Female: all day, every day.


----------



## RandomDude (Dec 18, 2010)

I think I'm LD for a guy. Or just hard to excite.

Depends who is in front of me, normally no desire at all, all day all night. All the blood stays in the brain. 

If someone manages to turn me on though? Then i immediately twitch and i think about sex all day all night.


----------



## Personal (Jan 16, 2014)

And thinking more about it today, since I've been flirting with and rudely fondling my wife since this morning, till not long ago when we've shared sex this evening. I'm still thinking about it, since we'll probably go for round two later this evening.

So with further consideration, I think about sex at least 20+ times a day on the days that I share sex.


----------



## Ragnar Ragnasson (Mar 4, 2018)

I've got to still be at like 50 times a day. This morning is easily over 20 already.

A humorous morning. I observed a vibrator we used last night on the bathroom counter, I'd washed it afterwards.

And the first thing I thought of when I saw it was hey, I should get a post-it draw a smiley face and stick it on it, leave it on the counter. 

I didn't, got side tracked, but that was my first thought of the day 🙂🙂


----------



## Personal (Jan 16, 2014)

StutterStepPause said:


> Female: all day, every day.


Then I guess you've never experienced chocolate.


----------



## so_sweet (10 mo ago)

On average, I think maybe five times a day? I've never counted, so not too sure. 

If my husband is close by, then that number increases. The number also increases if I see a buff (not too buff) guy on tv with nice arms, as it reminds me of hubby. There's something about nice, strong arms that does it for me!

And that number decreases when Aunt Flo is visiting. Ugh.


----------



## SnakePlissken (10 mo ago)

If my wife is nearby, pretty much constantly. Frequently throughout the day otherwise.


----------



## Jimmysgirl (9 mo ago)

Female and constantly. Pretty much everything makes me think about sex in some way.


----------



## RandomDude (Dec 18, 2010)

Bloody hell this thread... even without anything to kick the bucket ya all this full of energy huh?


----------



## Personal (Jan 16, 2014)

Personal said:


> I'm still thinking about it, since we'll probably go for round two later this evening.
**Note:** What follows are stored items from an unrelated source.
PR #2712, opened 2022-04-07
Added multi-arch support for quay quick

mayurwaghmode:
quick allows building image into the local docker


mkumatag:
The whole philosophy behind using quick is to not build all the possible platforms, https://github.com/kubernetes-sigs/kind/pull/2711 will fix the actual issue

mayurwaghmode:
> The whole philosophy behind using quick is to not build all the possible platforms, #2711 will fix the actual issue

Got it! Thank you so much :)

aojea:
> The whole philosophy behind using quick is to not build all the possible platforms, #2711 will fix the actual issue

Exactly, I ll close this, thanks

PR #2728, opened 2022-04-26
load: support loading images with different providers (`podman`)

flouthoc:
As of now `kind` hardcodes looking and loading images from `docker`
as a result `kind load docker-image <image>:<tag>` does not works well when
`Provider` is configured as `podman` instead of `docker`.

Following PR makes sure that `kind` supports loading images irrespective of
the providers configured and works for both `podman` and `docker`

Closes: https://github.com/kubernetes-sigs/kind/issues/2729

### DIFF
--- a/pkg/cluster/internal/providers/docker/provider.go
+++ b/pkg/cluster/internal/providers/docker/provider.go
@@ -133,6 +133,28 @@ func (p *provider) ListNodes(cluster string) ([]nodes.Node, error) {
 	return ret, nil
 }
 
+// SaveImage saves images to dest, as in `docker save`
+func (p *provider) SaveImage(images []string, dest string) error {
+	commandArgs := append([]string{"save", "-o", dest}, images...)
+	return exec.Command("docker", commandArgs...).Run()
+}
+
+// ImageID return the Id of the container image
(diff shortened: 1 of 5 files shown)


flouthoc:
Created a bug so it can be tracked even if PR is closed: https://github.com/kubernetes-sigs/kind/issues/2729

BenTheElder:
https://github.com/kubernetes-sigs/kind/issues/2729#issuecomment-1110152680

BenTheElder:
1. this is a breaking change, some projects like kubernetes require docker to build images, but the user may opt to create the cluster with podman (it's possible to install both), after this change loading the images would no longer work. there's an outline for a new unified image load command in #2038 
2. image saving isn't necessarily a property of node providers, we should not move it there as discussed in #2038, you could imagine a provider using say ingnite, kubectl pods or other where we can still run containers but not obtain images, and I should really be able to load across docker image x podman nodes and podman build x docker nodes (it's admittedly likely niche, but we might as well make it simple to handle because someone is going to want this and it shouldn't be difficult to implement or maintain).

flouthoc (commented):
Closing this until there is a final design discussed in upstream and this is not a blocker for my use-case so this can wait.

Issue #1726, opened 2020-07-13
containerd: use systemd cgroup driver by default?


AkihiroSuda:
**What would you like to be added**:
Use systemd cgroup driver by default

**Why is this needed**:
Because it is recommended on systemd hosts: https://kubernetes.io/docs/setup/production-environment/container-runtimes/

aojea:
this seems a simple change, @AkihiroSuda do you know there can be issues due to be running in nested containers?
I mean, let's says docker runs in the host with cgroupfs, and kubelet inside the kind node (docker container) with systemd driver (this systemd process is runnig inside a cgroup already)

tao12345666333:
Maybe there is no problem?

Currently, my docker is using systemd as the cgroup driver, and cgroupfs is used in KIND.

I will test locally and give the results as soon as possible

BenTheElder:
That page talks about having two controllers, but if it intends to recommend it, the language there could do with some updating, I wouldn't really call that "recommends". Nowhere does it say "you should do this".

I'd want to know that we're not going to cause a regression here.

We also want to be doing something like the changes in https://d2iq.com/blog/running-kind-inside-a-kubernetes-cluster-for-continuous-integration with custom kubepods path etc. sooner rather than later, cc @jieyu xref: #1614.

AkihiroSuda:
For cgroup v2, runc explicitly recommends systemd driver, though it is still opt-in.
https://github.com/opencontainers/runc/blob/master/docs/cgroup-v2.md#systemd

Podman and Docker already switched the default on v2 to systemd.

BenTheElder:
cc @neolit123
/assign

BenTheElder:
We should strongly consider this in v0.11.0, see also https://github.com/kubernetes/kubernetes/pull/96594 for some excitement around kind's (poor) behavior with cgroups v1 currently ...

BenTheElder:
Noting that there's currently some issues upstream with runc upgrade and systemd
https://github.com/kubernetes/kubernetes/issues/88197 https://github.com/kubernetes/kubernetes/pull/102094

BenTheElder:
There is some cri-o CI in Kubernetes related to this now but still this driver continues to have problems https://github.com/kubernetes/kubernetes/pull/102508#issuecomment-873546456

BenTheElder:
This driver is getting more testing upstream but still seems to have major issues https://github.com/kubernetes/kubernetes/issues/104280 😬

[...]

PR #2737, opened 2022-05-03
Use systemd cgroup driver for v1.24.0+

BenTheElder:
see: #1726


images/base/files/etc/containerd/config.toml
```diff
@@ -19,6 +19,9 @@ version = 2
   runtime_type = "io.containerd.runc.v2"
   # Generated by "ctr oci spec" and modified at base container to mount poduct_uuid
   base_runtime_spec = "/etc/containerd/cri-base.json"
+  [plugins."io.containerd.grpc.v1.cri".containerd.runtimes.runc.options]
+    # use systemd cgroup by default
+    SystemdCgroup = true
```
BenTheElder, line 24: may also need to do this for test-handler.

pkg/build/nodeimage/containerd.go
```diff
@@ -0,0 +1,47 @@
...
+
+	"sigs.k8s.io/kind/pkg/errors"
+	"sigs.k8s.io/kind/pkg/exec"
+
+	"sigs.k8s.io/kind/pkg/internal/patch"
+)
+
+const containerdConfigPath = "/etc/containerd/config.toml"
+
+const containerdConfigPatchSystemdCgroupFalse = `
```
BenTheElder, line 30: should also patch test-handler here

BenTheElder: done.

images/base/files/etc/containerd/config.toml
```diff
@@ -19,11 +19,18 @@ version = 2
...
 
 # Setup a runtime with the magic name ("test-handler") used for Kubernetes
 # runtime class tests ...
 [plugins."io.containerd.grpc.v1.cri".containerd.runtimes.test-handler]
+  # same settings as runc
```
aojea, line 29: What is this test-handler used for?

BenTheElder: see comment two lines above in file? :-)

BenTheElder: https://github.com/kubernetes/kubernetes/blob/e045e5c875b2f51c4c4b1bc14d4e717123649b17/test/e2e/framework/node/runtimeclass.go

it's a tricky problem in k/k e2e testing. to test that runtimeclass works, but need to know that a non-default runtime is configured.

BenTheElder:
hmm 1.24 kubelet unhealthy 
https://prow.k8s.io/view/gs/kubernetes-jenkins/pr-logs/pull/kubernetes-sigs_kind/2737/pull-kind-e2e-kubernetes/1521573229309726720

https://storage.googleapis.com/kubernetes-jenkins/pr-logs/pull/kubernetes-sigs_kind/2737/pull-kind-e2e-kubernetes/1521573229309726720/artifacts/logs/kind-control-plane/kubelet.log

> May 03 19:52:45 kind-control-plane kubelet[1749]: Error: failed to run Kubelet: invalid configuration: cgroup ["kubelet"] has some missing paths: /sys/fs/cgroup/pids/kubelet.slice, /sys/fs/cgroup/cpu,cpuacct/kubelet.slice, /sys/fs/cgroup/cpu,cpuacct/kubelet.slice, /sys/fs/cgroup/cpuset/kubelet.slice, /sys/fs/cgroup/memory/kubelet.slice, /sys/fs/cgroup/systemd/kubelet.slice, /sys/fs/cgroup/hugetlb/kubelet.slice

BenTheElder:
right ... all the entrypoint tricks are aimed at cgroupfs.

images/base/files/etc/containerd/config.toml
aojea: I was wondering why do we need to fill this too, but seems that is for coherence,

aojea: found it in the 5th commit

BenTheElder:
https://github.com/opencontainers/runc/blob/main/docs/systemd.md

BenTheElder:
Got back to this a bit today:
- kubelet appends .slice internally and you should not add it yourself
- ... but the cgroup `--cgroup-root` + .slice must exist
- if we use the current `/kubelet` cgroup root approach but populate `/kubelet.slice` instead, everything seems fine

Debating if we should plumb through a switch or just always setup both, leaning towards the latter so it's simpler to ensure either can be used.

BenTheElder:
s390x build flake https://prow.k8s.io/view/gs/kubernetes-jenkins/pr-logs/pull/kubernetes-sigs_kind/2737/pull-kind-build/1522383838079094784

images/base/files/etc/containerd/config.toml
BenTheElder: in e2e we will actually create pod(s) with this runtime, we need that to match kubelet wrt cgroup driver

BenTheElder:
s390x flake again
https://prow.k8s.io/view/gs/kubernetes-jenkins/pr-logs/pull/kubernetes-sigs_kind/2737/pull-kind-build/1522405658077433856
/retest

BenTheElder:
logs still show failing to remove rmda cgroup but that's not new to this PR / driver https://github.com/kubernetes/kubernetes/issues/109182

BenTheElder:
We need to test this in more environments before moving forward, just to be on the safe side that we haven't missed a quirk.

I'm pushing a node image from this, will update the PR with it so that github actions environments pick it up, and then see about getting it tested in some additional environments.

BenTheElder:
podman the node only got this far:
```
INFO: ensuring we can execute mount/umount even with userns-remap
INFO: remounting /sys read-only
INFO: making mounts shared
INFO: detected cgroup v1
WARN: cgroupns not enabled! Please use cgroup v2, or cgroup v1 with cgroupns enabled.
INFO: fix cgroup mounts for all subsystems
```

exit status 1 https://github.com/kubernetes-sigs/kind/actions/runs/2296780194

BenTheElder:
Across the board broken in podman, not in docker. https://github.com/kubernetes-sigs/kind/pull/2737/checks

/hold

BenTheElder:
Also cgroup v2 across the board in CI https://github.com/kubernetes-sigs/kind/runs/6359585961?check_suite_focus=true
... but not locally on my machine 🤔

BenTheElder:
ah, cgroupv2 failed on setting up the vagrant env.

BenTheElder:
Figured as much, containerd has the same issue. https://github.com/containerd/containerd/pull/6915

https://github.blog/2022-04-12-git-security-vulnerability-announced/

BenTheElder:
OK, so it's now just (podman, cgroup v1) that is broken, all of cgroup v2 is passing after #2742

BenTheElder:
trace from https://github.com/kubernetes-sigs/kind/pull/2737/commits/9e14207e657296ca10946745ca024ffdd212b72c
```
+ source /usr/local/bin/entrypoint
++ set -o errexit
++ set -o nounset
++ set -o pipefail
++ userns=
++ grep -Eqv '0[[:space:]]+0[[:space:]]+4294967295' /proc/self/uid_map
++ validate_userns
++ [[ -z '' ]]
++ return
++ configure_containerd
++ local snapshotter=
++ [[ -n '' ]]
++ [[ -z '' ]]
+++ stat -f -c %T /kind
++ [[ overlayfs == \z\f\s ]]
++ [[ -n '' ]]
++ configure_proxy
++ mkdir -p /etc/systemd/system.conf.d/
++ cat
++ fix_kmsg
++ [[ ! -e /dev/kmsg ]]
++ fix_mount
++ echo 'INFO: ensuring we can execute mount/umount even with userns-remap'
INFO: ensuring we can execute mount/umount even with userns-remap
+++ which mount
+++ which umount
++ chown root:root /usr/bin/mount /usr/bin/umount
+++ which mount
+++ which umount
++ chmod -s /usr/bin/mount /usr/bin/umount
++++ which mount
+++ stat -f -c %T /usr/bin/mount
++ [[ overlayfs == \a\u\f\s ]]
++ echo 'INFO: remounting /sys read-only'
INFO: remounting /sys read-only
++ mount -o remount,ro /sys
++ echo 'INFO: making mounts shared'
INFO: making mounts shared
++ mount --make-rshared /
++ fix_cgroup
++ [[ -f /sys/fs/cgroup/cgroup.controllers ]]
++ echo 'INFO: detected cgroup v1'
INFO: detected cgroup v1
++ local current_cgroup
+++ grep -E '^[^:]*:([^:]*,)?cpu(,[^,:]*)?:.*' /proc/self/cgroup
+++ cut -d: -f3
++ current_cgroup=/machine.slice/libpod-956ff18413c2d67f2a684aab03727625784586aa3398f2b03da84763df5155e8.scope
++ '[' /machine.slice/libpod-956ff18413c2d67f2a684aab03727625784586aa3398f2b03da84763df5155e8.scope = / ']'
++ echo 'WARN: cgroupns not enabled! Please use cgroup v2, or cgroup v1 with cgroupns enabled.'
WARN: cgroupns not enabled! Please use cgroup v2, or cgroup v1 with cgroupns enabled.
++ echo 'INFO: fix cgroup mounts for all subsystems'
INFO: fix cgroup mounts for all subsystems
++ local cgroup_subsystems
+++ findmnt -lun -o source,target -t cgroup
+++ awk '{print $2}'
+++ grep /machine.slice/libpod-956ff18413c2d67f2a684aab03727625784586aa3398f2b03da84763df5155e8.scope
++ cgroup_subsystems='/sys/fs/cgroup/blkio
/sys/fs/cgroup/memory
/sys/fs/cgroup/cpu,cpuacct
/sys/fs/cgroup/rdma
/sys/fs/cgroup/freezer
/sys/fs/cgroup/cpuset
/sys/fs/cgroup/perf_event
/sys/fs/cgroup/pids
/sys/fs/cgroup/devices
/sys/fs/cgroup/misc
/sys/fs/cgroup/hugetlb
/sys/fs/cgroup/net_cls,net_prio
/sys/fs/cgroup/systemd'
++ local unsupported_cgroups
+++ grep -v /machine.slice/libpod-956ff18413c2d67f2a684aab03727625784586aa3398f2b03da84763df5155e8.scope
+++ findmnt -lun -o source,target -t cgroup
+++ awk '{print $2}'
++ unsupported_cgroups=
```

BenTheElder:
So this is just podman runtime being updated and  `unsupported_cgroups=$(findmnt -lun -o source,target -t cgroup | grep -v "${current_cgroup}" | awk '{print $2}')` failing due to their being no match.

That's not related to this PR. It's a minor bug in https://github.com/kubernetes-sigs/kind/pull/2709 which hasn't been picked up yet due to not previously bumping the node image + podman CI uses default node image.

I'll send a fix for that, then we can rebase this PR and try again.

BenTheElder:
rebasing on fix in https://github.com/kubernetes-sigs/kind/pull/2743

BenTheElder:
And now podman is passing https://github.com/kubernetes-sigs/kind/runs/6362603916?check_suite_focus=true

BenTheElder:
> May 10 02:34:53.338: INFO: externalsvc-72bcl[services-5001].container[externalsvc]=failed to create containerd task: failed to create shim task: OCI runtime create failed: runc create failed: unable to start container process: unable to apply cgroup configuration: failed to write 84042: write /sys/fs/cgroup/rdma/kubelet.slice/kubelet-kubepods.slice/kubelet-kubepods-besteffort.slice/kubelet-kubepods-besteffort-podbd0b7b96_aa32_4e00_8323_6f20dd1b85a4.slice/cri-containerd-6e1a4e9c43aba1945e9a28e410939e0801c180fa69bb1850018c9c0b2956a91a.scope/cgroup.procs: no such device: unknown

we still have the rdma issue https://prow.k8s.io/view/gs/kubernetes-jenkins/pr-logs/pull/kubernetes-sigs_kind/2737/pull-kind-conformance-parallel-ipv6/1523846989832261632

but that's not new
/retest

pkg/cluster/internal/kubeadm/config.go
```diff
@@ -621,6 +627,13 @@ func Config(data ConfigData) (config string, err error) {
 		data.KubeadmFeatureGates["IPv6DualStack"] = true
 	}
 
+	// before 1.24 kind uses cgroupfs
+	// after 1.24 kind uses systemd starting in kind v0.13.0
+	// before kind v0.13.0 kubernetes 1.24 wasn't released yet
+	if ver.LessThan(version.MustParseSemantic("v1.24.0")) {
+		data.CgroupDriver = "cgroupfs"
```
aojea, line 634: this effectively means that  `ConfigTemplateBetaV1` and `ConfigTemplateBetaV2` are going to use data.CgroupDriver = "cgroupfs", maybe for consistency is better to replace in all templates?

images/base/files/usr/local/bin/entrypoint
```diff
@@ -294,10 +294,12 @@ fix_cgroup() {
   # "nesting" clusters, unless we instruct it to use a different cgroup root.
   # We do this, and when doing so we must fixup this alternative root
   # currently this is hardcoded to be /kubelet
+  # under systemd cgroup driver, kubelet appends .slice
```
aojea, line 297: is there any problem for mounting it twice?
is not possible to detect which one we want?

BenTheElder: No there's no problem. The cgroup controllers are enabled on many trees. Only one of these two will be used at runtime.

Doing it this way is robust in the face of future changes and user config patches.
We don't know what the node config will be until after we spawn the node and discover details like Kubernetes version.

pkg/cluster/internal/kubeadm/config.go
BenTheElder: Do you mean don't template it?

I don't think we should do that no, selecting based on Kubernetes version is the current approach and this is more explicit about how that is selected. Templating it everywhere ensures greater logical consistency.

pkg/build/nodeimage/containerd.go
```diff
@@ -0,0 +1,50 @@
...
+[plugins."io.containerd.grpc.v1.cri".containerd.runtimes.runc.options]
+  SystemdCgroup = false
+
+[plugins."io.containerd.grpc.v1.cri".containerd.runtimes.test-handler.options]
+  SystemdCgroup = false
+`
+
+func configureContainerdSystemdCgroupFalse(containerCmdr exec.Cmder, config string) error {
```
aojea, line 38: can this fail against an image that was built for 1.24.x with an old version of kind, without the containerd change?

BenTheElder: yes, users that upgrade to kind v0.13 will need to use an image built with a newer version
we have no official images that way.

for custom built images that are 1.24+ with kind < v0.13, users will need to build new images. we'll have a release note.

the opposite is also true, 1.24+ official images / images built going forward will require v0.13.

this already would have happened in 1.21 with kubeadm defaulting to systemd then, we just shifted it a few releases.

BenTheElder:
Working on v0.13.0 based on this, pushing images. Wrote release notes.

BenTheElder:
https://github.com/kubernetes-sigs/kind/releases/tag/v0.13.0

Just for the record it ended up being twice last night in the actual doing (with a couple of hours between dances), on top of the thinking about it.


----------



## Hiner112 (Nov 17, 2019)

Male. 44. In a LDR. I would probably think about it a couple times a day in a seriously pondering what we'll do when we're back together kind of way. I'll think about it several more times in an unbidden image / scene kind of way. When we're together it's basically all of the time. I can hold conversations and do things but there's always some mental process that moves my hands her way or prevents it.


----------